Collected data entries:
PR #401, opened 2021-03-17
Change Weather Input of viewpoint from textfield to select

vllorca:


src/modules/RA/Picture/components/PictureFields.js
```diff
@@ -30,6 +30,13 @@ const styles = {
   },
 };
 
+const weatherCondition = [
```
CFarcy, line 33: Maybe adding plural to variable name, `weatherConditions` to be more explicit. Also, french should not be wrote directly in the code base, translated content is prefered.

Since those data will be hard coded here, maybe it is preferable to send more human readable codename instead of numeric id to backend? Something like `good_weather`, `lightly_covered` etc

src/modules/RA/Picture/components/PictureFields.js
```diff
@@ -30,6 +30,13 @@ const styles = {
...
+  { id: 1, name: 'Beau temps' },
+  { id: 2, name: 'Légérement couvert' },
```
jrmi, line 35: Also don't use Id but slug like "good_weather" "cloudy", ....

CFarcy (dismissed):

public/locales/en/translation.json
```diff
@@ -802,6 +802,14 @@
       "email": "Should be a valid email",
       "oneOf": "Should be: %{options}",
       "regex": "Should check a specific format (regexp): %{pattern}"
+    },
+    "pictures": {
+      "weather": {
+        "good_weather": "Good weather",
+        "lightly_covered": "Lighly covered",
```
jrmi, line 809:
```suggestion
        "lightly_covered": "Lighly cloudy",
```

public/locales/en/translation.json
```diff
@@ -802,6 +802,14 @@
...
+        "partialy_covered": "Partialy covered",
```
jrmi, line 810:
```suggestion
        "partialy_covered": "Partialy cloudy",
```

jrmi (changes requested):
Some translations need to be updated.

jrmi (approved):

CFarcy (approved):

jrmi (approved):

## What you should do
Only the number is wanted: how many lines of these entries contain the string "Partialy"?

## Answer to this task
2